**What you are asked to do**
Which lines of the data below contain "already"? Please show them all.

###

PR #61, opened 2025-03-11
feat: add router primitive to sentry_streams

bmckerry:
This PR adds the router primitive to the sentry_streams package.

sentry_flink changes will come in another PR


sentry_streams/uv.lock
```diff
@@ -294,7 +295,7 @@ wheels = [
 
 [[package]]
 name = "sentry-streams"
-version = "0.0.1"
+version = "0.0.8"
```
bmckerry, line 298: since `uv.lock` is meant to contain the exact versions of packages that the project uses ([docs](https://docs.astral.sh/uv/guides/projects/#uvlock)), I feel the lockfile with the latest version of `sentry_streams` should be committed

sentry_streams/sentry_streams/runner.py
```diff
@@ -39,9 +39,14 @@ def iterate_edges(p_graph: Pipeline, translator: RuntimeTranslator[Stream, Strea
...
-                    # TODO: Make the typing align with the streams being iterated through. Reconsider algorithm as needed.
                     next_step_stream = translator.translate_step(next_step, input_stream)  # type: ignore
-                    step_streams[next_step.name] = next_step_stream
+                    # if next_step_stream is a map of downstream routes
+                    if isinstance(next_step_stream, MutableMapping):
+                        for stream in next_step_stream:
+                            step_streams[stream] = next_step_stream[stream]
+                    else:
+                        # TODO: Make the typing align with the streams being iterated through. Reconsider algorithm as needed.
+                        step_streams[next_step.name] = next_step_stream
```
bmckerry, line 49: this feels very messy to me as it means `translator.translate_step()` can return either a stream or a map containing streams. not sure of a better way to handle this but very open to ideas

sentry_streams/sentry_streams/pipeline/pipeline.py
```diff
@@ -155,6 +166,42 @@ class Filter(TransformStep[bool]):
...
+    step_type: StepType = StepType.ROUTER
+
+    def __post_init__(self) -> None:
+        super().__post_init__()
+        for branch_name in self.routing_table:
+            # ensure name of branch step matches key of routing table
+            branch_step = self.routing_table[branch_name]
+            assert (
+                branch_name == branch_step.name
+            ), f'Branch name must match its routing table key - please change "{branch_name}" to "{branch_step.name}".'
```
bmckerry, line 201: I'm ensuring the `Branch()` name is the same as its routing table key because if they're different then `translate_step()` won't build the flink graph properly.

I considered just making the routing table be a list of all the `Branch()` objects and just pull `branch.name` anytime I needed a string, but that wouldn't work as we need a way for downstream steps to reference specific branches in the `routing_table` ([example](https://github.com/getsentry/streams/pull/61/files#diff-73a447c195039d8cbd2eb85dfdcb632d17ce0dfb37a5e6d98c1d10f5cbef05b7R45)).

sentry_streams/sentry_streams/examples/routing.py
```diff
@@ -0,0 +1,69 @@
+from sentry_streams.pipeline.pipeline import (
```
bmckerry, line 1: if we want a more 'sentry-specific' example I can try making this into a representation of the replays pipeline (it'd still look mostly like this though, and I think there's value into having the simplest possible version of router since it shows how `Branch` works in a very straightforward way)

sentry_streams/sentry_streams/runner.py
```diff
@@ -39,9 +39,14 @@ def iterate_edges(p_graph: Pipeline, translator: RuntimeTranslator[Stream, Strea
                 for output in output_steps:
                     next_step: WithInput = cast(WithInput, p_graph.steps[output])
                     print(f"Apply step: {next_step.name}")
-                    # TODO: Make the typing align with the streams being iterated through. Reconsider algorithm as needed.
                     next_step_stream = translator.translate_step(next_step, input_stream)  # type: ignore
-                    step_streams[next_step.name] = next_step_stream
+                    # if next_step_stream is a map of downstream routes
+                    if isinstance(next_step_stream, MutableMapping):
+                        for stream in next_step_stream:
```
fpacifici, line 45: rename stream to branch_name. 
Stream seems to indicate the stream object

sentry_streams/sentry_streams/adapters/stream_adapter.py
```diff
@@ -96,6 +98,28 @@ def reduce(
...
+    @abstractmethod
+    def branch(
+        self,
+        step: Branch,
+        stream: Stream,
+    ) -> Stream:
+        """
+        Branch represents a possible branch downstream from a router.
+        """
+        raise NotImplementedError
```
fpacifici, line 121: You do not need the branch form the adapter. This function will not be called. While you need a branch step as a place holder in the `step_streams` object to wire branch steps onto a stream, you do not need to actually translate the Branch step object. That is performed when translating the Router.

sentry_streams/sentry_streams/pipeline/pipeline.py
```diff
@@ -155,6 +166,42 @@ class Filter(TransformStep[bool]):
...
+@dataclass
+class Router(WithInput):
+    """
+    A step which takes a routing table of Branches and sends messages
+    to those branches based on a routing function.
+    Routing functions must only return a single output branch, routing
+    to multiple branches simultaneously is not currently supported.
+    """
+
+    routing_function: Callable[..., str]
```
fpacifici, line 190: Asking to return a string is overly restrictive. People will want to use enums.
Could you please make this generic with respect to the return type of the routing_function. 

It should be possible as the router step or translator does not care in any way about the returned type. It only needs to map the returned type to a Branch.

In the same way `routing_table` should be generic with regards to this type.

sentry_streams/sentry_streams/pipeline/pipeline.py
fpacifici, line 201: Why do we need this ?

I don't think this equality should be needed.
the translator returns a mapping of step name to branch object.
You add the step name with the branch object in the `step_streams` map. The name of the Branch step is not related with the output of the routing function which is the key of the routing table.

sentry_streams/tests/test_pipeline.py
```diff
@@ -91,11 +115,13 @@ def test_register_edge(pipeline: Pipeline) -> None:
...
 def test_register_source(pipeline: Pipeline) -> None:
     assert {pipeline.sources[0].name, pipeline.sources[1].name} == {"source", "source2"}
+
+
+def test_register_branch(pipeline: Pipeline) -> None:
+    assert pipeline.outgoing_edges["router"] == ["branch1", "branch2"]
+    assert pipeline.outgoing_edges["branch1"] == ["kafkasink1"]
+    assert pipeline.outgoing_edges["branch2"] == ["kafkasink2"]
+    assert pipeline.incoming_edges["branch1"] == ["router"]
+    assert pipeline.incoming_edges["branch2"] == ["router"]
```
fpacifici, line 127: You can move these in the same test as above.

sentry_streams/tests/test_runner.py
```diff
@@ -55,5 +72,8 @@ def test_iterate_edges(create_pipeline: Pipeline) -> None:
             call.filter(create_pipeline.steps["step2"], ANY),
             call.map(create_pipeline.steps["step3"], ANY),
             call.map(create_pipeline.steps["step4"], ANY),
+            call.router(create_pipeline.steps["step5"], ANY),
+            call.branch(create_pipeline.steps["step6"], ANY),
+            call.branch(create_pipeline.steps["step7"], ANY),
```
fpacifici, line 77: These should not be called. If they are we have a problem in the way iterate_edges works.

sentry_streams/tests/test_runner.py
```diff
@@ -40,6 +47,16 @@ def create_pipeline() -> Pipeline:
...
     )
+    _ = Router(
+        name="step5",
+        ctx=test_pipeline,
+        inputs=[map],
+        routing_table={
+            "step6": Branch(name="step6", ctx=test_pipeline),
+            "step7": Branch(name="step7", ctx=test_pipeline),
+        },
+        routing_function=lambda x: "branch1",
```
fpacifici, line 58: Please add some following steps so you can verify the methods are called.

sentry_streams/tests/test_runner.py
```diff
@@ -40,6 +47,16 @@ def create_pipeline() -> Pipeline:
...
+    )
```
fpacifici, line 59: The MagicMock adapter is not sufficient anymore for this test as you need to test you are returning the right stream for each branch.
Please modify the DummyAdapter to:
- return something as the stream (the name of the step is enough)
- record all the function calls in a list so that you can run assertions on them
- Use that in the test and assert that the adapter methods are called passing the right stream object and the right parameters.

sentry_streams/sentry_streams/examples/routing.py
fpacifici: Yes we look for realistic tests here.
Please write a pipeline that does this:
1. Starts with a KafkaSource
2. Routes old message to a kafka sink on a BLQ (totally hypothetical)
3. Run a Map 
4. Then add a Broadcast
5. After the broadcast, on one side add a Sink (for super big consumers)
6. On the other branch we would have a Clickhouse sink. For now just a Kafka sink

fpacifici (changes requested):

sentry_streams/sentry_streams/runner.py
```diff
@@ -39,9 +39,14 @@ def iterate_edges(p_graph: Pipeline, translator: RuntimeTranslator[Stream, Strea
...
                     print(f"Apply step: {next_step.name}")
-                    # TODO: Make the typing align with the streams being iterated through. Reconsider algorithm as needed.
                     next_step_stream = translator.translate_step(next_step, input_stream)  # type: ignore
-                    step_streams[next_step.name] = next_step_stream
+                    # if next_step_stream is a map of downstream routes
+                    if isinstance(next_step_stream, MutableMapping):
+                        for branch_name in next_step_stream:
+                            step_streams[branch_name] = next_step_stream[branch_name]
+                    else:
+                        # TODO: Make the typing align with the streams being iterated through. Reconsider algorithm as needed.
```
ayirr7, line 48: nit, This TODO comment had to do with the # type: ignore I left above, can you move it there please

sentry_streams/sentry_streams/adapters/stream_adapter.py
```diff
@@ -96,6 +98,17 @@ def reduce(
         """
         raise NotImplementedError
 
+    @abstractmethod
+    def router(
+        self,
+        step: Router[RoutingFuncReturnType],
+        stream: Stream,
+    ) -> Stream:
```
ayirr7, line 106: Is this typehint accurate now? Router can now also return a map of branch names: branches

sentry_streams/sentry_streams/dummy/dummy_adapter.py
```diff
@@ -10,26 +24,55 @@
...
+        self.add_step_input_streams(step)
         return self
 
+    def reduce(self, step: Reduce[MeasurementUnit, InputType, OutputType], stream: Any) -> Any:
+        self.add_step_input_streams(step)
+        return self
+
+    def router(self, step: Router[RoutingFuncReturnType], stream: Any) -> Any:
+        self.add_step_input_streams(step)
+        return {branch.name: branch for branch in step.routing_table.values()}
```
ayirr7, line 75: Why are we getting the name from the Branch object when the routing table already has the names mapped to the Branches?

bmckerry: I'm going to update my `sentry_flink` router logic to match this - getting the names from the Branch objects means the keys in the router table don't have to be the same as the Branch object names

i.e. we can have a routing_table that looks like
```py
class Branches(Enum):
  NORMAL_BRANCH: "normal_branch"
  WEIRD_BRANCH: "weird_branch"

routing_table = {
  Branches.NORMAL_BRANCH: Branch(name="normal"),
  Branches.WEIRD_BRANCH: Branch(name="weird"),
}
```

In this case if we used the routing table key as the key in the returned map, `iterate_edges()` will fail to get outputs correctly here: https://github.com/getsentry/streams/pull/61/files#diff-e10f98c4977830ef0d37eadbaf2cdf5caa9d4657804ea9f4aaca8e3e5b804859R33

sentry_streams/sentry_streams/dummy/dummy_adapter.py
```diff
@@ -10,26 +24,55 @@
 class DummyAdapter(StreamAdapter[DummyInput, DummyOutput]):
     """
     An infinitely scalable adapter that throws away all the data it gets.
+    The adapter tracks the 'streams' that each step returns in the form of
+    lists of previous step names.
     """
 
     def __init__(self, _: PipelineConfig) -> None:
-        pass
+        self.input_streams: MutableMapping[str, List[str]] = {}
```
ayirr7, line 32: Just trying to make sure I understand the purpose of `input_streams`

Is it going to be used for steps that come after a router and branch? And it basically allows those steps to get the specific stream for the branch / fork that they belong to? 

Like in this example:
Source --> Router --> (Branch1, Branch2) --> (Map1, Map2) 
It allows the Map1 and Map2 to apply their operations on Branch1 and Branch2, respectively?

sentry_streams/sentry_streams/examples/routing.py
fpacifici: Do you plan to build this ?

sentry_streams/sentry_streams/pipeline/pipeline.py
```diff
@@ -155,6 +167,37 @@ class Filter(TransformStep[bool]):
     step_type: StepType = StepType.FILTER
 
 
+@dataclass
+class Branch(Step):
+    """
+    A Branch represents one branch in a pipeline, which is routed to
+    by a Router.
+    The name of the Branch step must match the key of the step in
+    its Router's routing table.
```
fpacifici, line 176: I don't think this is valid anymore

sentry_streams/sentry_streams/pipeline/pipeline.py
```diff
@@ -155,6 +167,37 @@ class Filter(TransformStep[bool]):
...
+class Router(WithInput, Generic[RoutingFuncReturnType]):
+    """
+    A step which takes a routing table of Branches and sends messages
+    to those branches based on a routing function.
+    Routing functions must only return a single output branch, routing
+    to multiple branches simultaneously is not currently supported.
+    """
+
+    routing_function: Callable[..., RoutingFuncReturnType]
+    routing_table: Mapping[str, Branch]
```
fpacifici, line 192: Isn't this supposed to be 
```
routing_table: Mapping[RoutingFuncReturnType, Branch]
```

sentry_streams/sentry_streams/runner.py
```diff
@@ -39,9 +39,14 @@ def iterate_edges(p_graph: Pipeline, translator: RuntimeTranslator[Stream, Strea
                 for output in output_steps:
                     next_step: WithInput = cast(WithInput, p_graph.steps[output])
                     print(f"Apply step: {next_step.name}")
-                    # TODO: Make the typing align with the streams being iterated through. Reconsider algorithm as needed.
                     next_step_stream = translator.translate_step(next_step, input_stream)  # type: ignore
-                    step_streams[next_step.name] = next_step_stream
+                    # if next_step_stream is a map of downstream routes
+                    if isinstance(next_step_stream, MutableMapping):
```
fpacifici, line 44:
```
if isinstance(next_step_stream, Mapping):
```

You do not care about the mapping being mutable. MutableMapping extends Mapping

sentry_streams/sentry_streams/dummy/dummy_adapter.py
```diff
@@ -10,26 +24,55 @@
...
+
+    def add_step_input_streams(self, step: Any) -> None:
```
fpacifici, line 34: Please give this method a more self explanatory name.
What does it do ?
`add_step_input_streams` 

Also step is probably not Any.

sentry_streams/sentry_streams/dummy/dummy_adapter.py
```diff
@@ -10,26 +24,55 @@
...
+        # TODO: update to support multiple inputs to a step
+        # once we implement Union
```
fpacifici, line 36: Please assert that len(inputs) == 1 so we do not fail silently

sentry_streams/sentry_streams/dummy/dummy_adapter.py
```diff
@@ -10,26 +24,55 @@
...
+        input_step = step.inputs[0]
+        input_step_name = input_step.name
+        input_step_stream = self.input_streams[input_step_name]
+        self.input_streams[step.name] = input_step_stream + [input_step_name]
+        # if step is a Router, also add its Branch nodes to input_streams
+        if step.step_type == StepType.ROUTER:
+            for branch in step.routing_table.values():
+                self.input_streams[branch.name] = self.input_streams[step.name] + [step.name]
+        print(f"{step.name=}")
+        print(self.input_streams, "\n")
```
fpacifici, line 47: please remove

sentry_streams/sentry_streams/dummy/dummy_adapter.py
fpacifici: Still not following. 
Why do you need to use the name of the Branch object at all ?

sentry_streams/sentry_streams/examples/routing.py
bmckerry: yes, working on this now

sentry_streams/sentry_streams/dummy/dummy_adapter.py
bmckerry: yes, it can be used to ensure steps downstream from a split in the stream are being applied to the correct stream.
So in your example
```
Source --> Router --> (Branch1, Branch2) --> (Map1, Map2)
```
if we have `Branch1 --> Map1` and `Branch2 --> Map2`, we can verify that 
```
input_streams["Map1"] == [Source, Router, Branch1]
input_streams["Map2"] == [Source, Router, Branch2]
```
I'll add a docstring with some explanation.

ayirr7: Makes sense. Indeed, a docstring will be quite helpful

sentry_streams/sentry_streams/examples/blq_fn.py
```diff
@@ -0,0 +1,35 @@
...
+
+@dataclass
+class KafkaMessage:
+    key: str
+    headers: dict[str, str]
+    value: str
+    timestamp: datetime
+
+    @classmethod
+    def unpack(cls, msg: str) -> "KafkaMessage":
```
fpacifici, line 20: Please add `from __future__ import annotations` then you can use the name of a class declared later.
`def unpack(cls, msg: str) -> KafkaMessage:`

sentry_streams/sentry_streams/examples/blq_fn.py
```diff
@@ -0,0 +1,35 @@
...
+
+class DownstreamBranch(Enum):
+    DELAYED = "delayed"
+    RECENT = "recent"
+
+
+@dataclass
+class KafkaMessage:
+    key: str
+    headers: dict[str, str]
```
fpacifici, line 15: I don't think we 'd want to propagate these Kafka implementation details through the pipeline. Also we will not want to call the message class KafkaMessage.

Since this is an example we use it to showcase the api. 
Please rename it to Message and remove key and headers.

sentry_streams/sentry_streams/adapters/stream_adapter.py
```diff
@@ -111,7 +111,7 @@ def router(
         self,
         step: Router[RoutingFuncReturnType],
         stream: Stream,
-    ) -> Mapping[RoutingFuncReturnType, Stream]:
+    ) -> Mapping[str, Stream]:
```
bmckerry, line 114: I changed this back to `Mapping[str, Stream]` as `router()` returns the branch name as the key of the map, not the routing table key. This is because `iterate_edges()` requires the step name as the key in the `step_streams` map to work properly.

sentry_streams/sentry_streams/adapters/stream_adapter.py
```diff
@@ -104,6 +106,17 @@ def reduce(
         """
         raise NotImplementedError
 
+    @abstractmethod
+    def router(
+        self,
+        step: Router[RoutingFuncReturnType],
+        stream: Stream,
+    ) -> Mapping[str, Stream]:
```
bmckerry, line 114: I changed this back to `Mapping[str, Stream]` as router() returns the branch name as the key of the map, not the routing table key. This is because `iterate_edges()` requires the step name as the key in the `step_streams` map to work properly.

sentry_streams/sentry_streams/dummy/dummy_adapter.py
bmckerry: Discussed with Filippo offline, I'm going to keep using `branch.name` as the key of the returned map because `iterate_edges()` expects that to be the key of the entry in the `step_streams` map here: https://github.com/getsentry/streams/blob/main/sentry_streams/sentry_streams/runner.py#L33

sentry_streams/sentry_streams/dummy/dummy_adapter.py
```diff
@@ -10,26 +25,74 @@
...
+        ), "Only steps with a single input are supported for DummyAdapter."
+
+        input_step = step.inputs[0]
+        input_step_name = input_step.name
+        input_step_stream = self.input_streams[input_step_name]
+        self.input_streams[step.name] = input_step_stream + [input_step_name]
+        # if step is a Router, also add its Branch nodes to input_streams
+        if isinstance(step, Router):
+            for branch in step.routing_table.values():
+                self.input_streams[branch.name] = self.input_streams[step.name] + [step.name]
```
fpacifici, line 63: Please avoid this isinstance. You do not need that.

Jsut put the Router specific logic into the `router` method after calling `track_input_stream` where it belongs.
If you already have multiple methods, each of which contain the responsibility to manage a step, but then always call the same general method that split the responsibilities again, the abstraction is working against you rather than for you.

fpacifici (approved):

###

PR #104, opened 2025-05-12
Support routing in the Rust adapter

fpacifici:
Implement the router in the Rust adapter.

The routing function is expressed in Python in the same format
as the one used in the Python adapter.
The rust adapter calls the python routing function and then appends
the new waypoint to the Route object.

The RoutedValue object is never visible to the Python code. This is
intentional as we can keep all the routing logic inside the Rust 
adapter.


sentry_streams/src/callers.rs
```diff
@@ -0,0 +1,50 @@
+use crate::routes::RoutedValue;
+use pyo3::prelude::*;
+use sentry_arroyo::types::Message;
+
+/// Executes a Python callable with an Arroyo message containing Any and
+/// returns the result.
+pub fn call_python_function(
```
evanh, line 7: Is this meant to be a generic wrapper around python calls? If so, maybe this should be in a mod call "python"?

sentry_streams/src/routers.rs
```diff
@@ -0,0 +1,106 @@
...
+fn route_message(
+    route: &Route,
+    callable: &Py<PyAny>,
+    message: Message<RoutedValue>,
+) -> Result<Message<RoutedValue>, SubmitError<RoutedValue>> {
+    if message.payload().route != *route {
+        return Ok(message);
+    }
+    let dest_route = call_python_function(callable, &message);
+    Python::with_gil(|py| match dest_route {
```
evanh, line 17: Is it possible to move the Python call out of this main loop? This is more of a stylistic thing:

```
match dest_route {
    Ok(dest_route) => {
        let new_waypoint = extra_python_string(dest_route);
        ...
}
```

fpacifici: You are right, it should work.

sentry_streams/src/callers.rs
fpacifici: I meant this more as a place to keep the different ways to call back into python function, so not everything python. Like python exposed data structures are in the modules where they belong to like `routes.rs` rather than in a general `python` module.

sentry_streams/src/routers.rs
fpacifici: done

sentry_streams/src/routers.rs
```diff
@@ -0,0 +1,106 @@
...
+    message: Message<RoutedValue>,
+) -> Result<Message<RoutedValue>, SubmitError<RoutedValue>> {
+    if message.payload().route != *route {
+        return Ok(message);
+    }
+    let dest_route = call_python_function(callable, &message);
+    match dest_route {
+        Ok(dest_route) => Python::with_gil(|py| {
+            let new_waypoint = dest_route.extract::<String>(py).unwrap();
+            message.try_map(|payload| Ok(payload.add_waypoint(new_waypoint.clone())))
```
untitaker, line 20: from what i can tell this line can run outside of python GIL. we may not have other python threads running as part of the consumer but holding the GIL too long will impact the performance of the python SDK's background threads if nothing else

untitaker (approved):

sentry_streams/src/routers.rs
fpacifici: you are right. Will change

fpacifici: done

###

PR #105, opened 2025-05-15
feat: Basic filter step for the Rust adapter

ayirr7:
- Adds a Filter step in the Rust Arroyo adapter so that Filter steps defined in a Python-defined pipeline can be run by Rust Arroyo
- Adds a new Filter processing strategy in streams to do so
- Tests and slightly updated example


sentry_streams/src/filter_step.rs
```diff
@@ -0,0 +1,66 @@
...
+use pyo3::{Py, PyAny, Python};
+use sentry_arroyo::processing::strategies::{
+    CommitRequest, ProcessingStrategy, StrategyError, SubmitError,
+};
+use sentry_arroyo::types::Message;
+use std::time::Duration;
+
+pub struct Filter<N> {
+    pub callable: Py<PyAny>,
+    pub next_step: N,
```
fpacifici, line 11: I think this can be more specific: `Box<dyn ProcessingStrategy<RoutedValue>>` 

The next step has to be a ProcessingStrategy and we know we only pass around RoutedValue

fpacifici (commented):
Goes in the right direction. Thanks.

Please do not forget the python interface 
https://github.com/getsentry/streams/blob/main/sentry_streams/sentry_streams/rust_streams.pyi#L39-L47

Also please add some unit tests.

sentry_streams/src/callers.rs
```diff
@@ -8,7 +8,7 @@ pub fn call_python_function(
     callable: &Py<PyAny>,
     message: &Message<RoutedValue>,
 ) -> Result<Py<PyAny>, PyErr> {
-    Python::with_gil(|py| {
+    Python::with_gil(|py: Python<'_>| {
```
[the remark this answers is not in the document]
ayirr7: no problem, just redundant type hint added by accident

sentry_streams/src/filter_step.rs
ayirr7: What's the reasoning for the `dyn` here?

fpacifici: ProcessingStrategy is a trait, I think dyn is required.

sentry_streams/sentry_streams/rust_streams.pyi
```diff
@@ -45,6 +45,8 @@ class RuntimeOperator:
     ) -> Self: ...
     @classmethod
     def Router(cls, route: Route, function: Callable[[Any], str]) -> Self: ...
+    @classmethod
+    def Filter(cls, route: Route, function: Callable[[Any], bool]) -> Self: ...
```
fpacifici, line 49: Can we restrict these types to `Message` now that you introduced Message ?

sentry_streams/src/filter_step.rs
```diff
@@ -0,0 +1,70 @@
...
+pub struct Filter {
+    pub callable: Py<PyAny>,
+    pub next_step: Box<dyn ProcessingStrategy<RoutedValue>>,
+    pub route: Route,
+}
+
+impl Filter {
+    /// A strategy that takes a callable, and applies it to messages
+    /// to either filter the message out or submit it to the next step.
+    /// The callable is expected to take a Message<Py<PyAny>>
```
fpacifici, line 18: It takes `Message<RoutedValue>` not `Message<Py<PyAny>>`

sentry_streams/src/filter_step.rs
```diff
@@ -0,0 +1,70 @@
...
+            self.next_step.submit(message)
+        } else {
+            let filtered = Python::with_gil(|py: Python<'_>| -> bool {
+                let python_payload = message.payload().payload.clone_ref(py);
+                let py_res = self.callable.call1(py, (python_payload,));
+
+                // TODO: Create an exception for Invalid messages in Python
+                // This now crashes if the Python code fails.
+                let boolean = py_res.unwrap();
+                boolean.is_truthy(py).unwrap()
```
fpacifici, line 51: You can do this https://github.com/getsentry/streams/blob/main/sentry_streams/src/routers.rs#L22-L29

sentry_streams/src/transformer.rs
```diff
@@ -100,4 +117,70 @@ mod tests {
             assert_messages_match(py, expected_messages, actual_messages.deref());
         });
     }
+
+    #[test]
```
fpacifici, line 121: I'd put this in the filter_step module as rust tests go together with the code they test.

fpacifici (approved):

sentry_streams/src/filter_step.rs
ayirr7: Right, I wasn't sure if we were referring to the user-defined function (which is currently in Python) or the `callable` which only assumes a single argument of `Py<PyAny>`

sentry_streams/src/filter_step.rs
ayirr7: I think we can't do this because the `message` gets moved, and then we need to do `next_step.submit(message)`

###

**Response to this task**
ayirr7, line 75: Why are we getting the name from the Branch object when the routing table already has the names mapped to the Branches?
If you already have multiple methods, each of which contain the responsibility to manage a step, but then always call the same general method that split the responsibilities again, the abstraction is working against you rather than for you.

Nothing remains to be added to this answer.